The highest ferredoxin:NAD+ oxidoreductase activity was found in C. tetanomorphum. Again, this would argue for a high electron transfer rate through Rnf during glutamate fermentation. The activity was stimulated by Na+ indicating that the Rnf complex uses Na+ as coupling ion. This is also consistent with the hypothesis of a Na+/glutamate symporter in C. tetanomorphum (Buckel & Thauer, 2013) as well as a V-type ATP synthase (encoded in the genome) with the c subunit having a Na+ binding motif in the second hairpin. In contrast, the activity was not Na+-dependent in the acetogen C. ljungdahlii. The observed stimulation of NAD+ reduction in inverted membrane vesicles by a protonophore clearly resembles the phenomenon of respiratory control, showing a strict coupling of electron transfer to the translocation of an ion across the membrane. The electrochemical potential established by the ion and charge translocation sets up a thermodynamic backup pressure and reduces the rate of electron flow (as well as the coupled ion flow). Dissipation of the ion gradient will release the thermodynamic backup pressure and stimulate electron flow. Since this was observed only with a protonophore but not a sodium ionophore it can be concluded that the coupling ion is a proton, not a sodium ion. As discussed before (Biegel et al., 2011), there is no reason to believe that the Rnf complex can only translocate Na+ as it does in A. woodii. Actually, other membrane transporters are known that can translocate either Na+ or H+, depending on the species. In the case of the F1FO ATP synthase, only the exchange of two out of roughly 4,000 residues will change the ion specificity of the enzyme from H+ to Na+ (Meier et al., 2009).

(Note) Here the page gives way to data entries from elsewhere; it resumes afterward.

PR #1077, opened 2022-01-11
Log an error in case of mismatch between device ids

antoninbas:
It is pretty easy to provide a different device id for
simple_switch_grpc (default is 0) and when using P4Runtime tools
(default is usually 1). In that case one gets a cryptic "Error when
trying to assign device" P4Runtime error. This log message should
help...


jafingerhut (approved):
LGTM

PR #1079, opened 2022-01-12
Do not ignore drop port in simple_switch_grpc

antoninbas:
The command-line argument was never used when instantiating the switch...


jafingerhut (approved):
I have not tested it, but the change looks reasonable.

Issue #995, opened 2021-04-22
HashAlgorithm - xor16


machadoatz:
Hi,

I was playing with the Hash algorithms defined in [v1model.p4](https://github.com/p4lang/p4c/blob/master/p4include/v1model.p4) and I noticed that I could not use the `xor16`

`enum HashAlgorithm {
    crc32,
    crc32_custom,
    crc16,
    crc16_custom,
    random,
    identity,
    csum16,
    xor16
}`

I was trying to run this piece of code:

` hash(xor_value, HashAlgorithm.xor16,(bit<32>) MIN, {hdr.ipv4.srcAddr,hdr.tcp.srcPort,meta.originalPort},(bit<32>)MAX); `

I did not test crc16_custom and crc32_custom but all the others algorithms seem to be working fine. The reported errors are a mininet message saying: 

> "P4 switch s1 did not start correctly. Check the switch log file."

 and the log message saying 

> "Unknown hash algorithm: xor16"

I tried with multiple versions of the behavior model, including 1.14.0. I am using the repository from [ETH Zurique](https://github.com/nsg-ethz/p4-learning).

machadoatz:
Additionally I found that at the time of this [comment](https://github.com/p4lang/behavioral-model/issues/570#issuecomment-376249477) (March 2018), the xor algorithm was not implemented in bmv2.

antoninbas:
I tagged this as a good first issue. If someone wants to take care of this, it should probably be quite straightforward to implement.

KenCox94:
Can I take this issue?

antoninbas:
> Can I take this issue?

Of course, let me assign it to you. Thanks!

Jithin-K-Sojan:
It looks like this issue has not been resolved yet. Can I take it?

jafingerhut:
@Jithin-K-Sojan I would say go for it!  It would be highly unlikely that the person who claimed it before is just about ready to create a PR now, if they claimed it last May with no further communication since then.

antoninbas:
Done in https://github.com/p4lang/behavioral-model/pull/1081

PR #1081, opened 2022-01-14
Adding the xor16 hash function to bm_sim

Jithin-K-Sojan:
Added the xor16 hash to calculations.cpp.
Added a unit test for the same.

Tested it out with calls to both hash() and update_checksum().

### DIFF
--- a/src/bm_sim/calculations.cpp
+++ b/src/bm_sim/calculations.cpp
@@ -360,6 +360,22 @@ struct csum16 {
   }
 };
 
+struct xor16 {
+  uint16_t operator()(const char *buf, size_t len) const {
+    uint16_t mask = 0x00ff;
+    uint16_t final_xor_value = 0x0000;
+    /* Main loop - 2 bytes at a time */
+    for (unsigned int byte = 0; byte < len; byte += 2) {
+      uint16_t t1 = static_cast<uint16_t>(buf[byte]) << 8;
+      uint16_t t2 = 0x0000;
+      /* In case there is a 2nd byte */
+      if ((byte + 1) < len) t2 = static_cast<uint16_t>(buf[byte + 1]);
+      final_xor_value = final_xor_value ^ (t1 + (t2 & mask));
+    }
+    return final_xor_value;
+  }
+};
+
 struct identity {
   uint64_t operator()(const char *buf, size_t len) const {
     uint64_t res = 0ULL;
@@ -420,6 +436,7 @@ REGISTER_HASH(csum16);
 REGISTER_HASH(identity);
 REGISTER_HASH(round_robin);
 REGISTER_HASH(round_robin_consistent);
+REGISTER_HASH(xor16);
 
 using crc8_custom = crc_custom<uint8_t>;
 REGISTER_HASH(crc8_custom);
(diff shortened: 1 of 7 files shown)


Jithin-K-Sojan:
Addresses issue #995 (HashAlgorithm - xor16)

src/bm_sim/calculations.cpp
```diff
@@ -360,6 +360,22 @@ struct csum16 {
...
+    uint16_t mask = 0x00ff;
+    uint16_t final_xor_value = 0x0000;
+    /* Main loop - 2 bytes at a time */
+    for (unsigned int byte = 0; byte < len; byte += 2) {
+      uint16_t t1 = static_cast<uint16_t>(buf[byte]) << 8;
+      uint16_t t2 = 0x0000;
+      /* In case there is a 2nd byte */
+      if ((byte + 1) < len) t2 = static_cast<uint16_t>(buf[byte + 1]);
+      final_xor_value = final_xor_value ^ (t1 + (t2 & mask));
+    }
```
antoninbas, line 374: Even though this is a xor16 implementation, it's technically possible for len to be odd (e.g. 1, with a single-byte buffer), and you should handle this case (please add a test for this case as well).

antoninbas (changes requested):

src/bm_sim/calculations.cpp
Jithin-K-Sojan: Thanks for the comment.
The case of len being odd is handled. I have added a test for the same in a new commit.

src/bm_sim/calculations.cpp
```diff
@@ -360,6 +360,22 @@ struct csum16 {
...
+struct xor16 {
+  uint16_t operator()(const char *buf, size_t len) const {
+    uint16_t mask = 0x00ff;
+    uint16_t final_xor_value = 0x0000;
+    /* Main loop - 2 bytes at a time */
+    for (unsigned int byte = 0; byte < len; byte += 2) {
+      uint16_t t1 = static_cast<uint16_t>(buf[byte]) << 8;
+      uint16_t t2 = 0x0000;
+      /* Condition returns false on the last byte of an odd-length sequence. */
+      if ((byte + 1) < len) t2 = static_cast<uint16_t>(buf[byte + 1]);
```
antoninbas, line 372: do we need to have this test in the loop body? There is no need to check whether we are at the end for every iteration.
You could write something like:
```cpp
while (len >= 2) {
  // ...
  len -= 2;
}
if (len > 0) {
  // handle last byte
}
```

Jithin-K-Sojan: The loop body has been changed. The check now happens only once after the loop.

antoninbas (commented):
Code lgtm, but please address the style check failures reported by CI

Jithin-K-Sojan:
So the style check failure seems to be coming from test/utils.cpp, the source of the error being the ordering of the header files.
I have resolved the error, but wanted to confirm if it is ok to add it to this PR since it is not related to the rest of the code in the PR.

antoninbas:
@Jithin-K-Sojan the source of the failure is introduced by your PR:
```
/home/travis/build/p4lang/behavioral-model/tools/../src/bm_sim/calculations.cpp:368:  Missing space after ,  [whitespace/comma] [3]
```
I don't see another failure in the Travis logs.

Jithin-K-Sojan:
Thanks @antoninbas the error you mentioned resolved the style check issue.

antoninbas (approved):
LGTM, thanks for contributing this

PR #1083, opened 2022-01-19
Update dates in simple_switch docs to note which things are current

jafingerhut:
as of January 2022, which is nearly all of them, except that the bugs
with preserving metadata for resubmit, recirculate, and clone have
been fixed recently.


jafingerhut:
For all of the limitations mentioned with earlier dates that I have updated to now, I have confirmed with the latest version of p4c for the v1model architecture and bmv2 back end that they are still true as of 2022-Jan-18 version of p4c.

antoninbas (approved):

The final proof that the Rnf complex is a redox-driven ion (Na+/H+ pump) still has to await purification of the complex and its reconstitution into liposomes. An equally important proof is presented here for the first time in bacteria: deletion of the rnf genes of B. fragilis reduced the ferredoxin:NAD+ oxidoreductase activity by 89%. Although the physiological role of the Rnf complex and the origin of the remaining 11% activity remains to be identified, this is clear evidence that the rnf genes encode the ferredoxin:NAD+ oxidoreductase activity and in line with the observation that a Δrnf mutant of the archaeon Methanosarcina acetivorans is impaired in Na+ transport coupled to electron flow from reduced ferredoxin to heterodisulfide (Schlegel et al., 2012).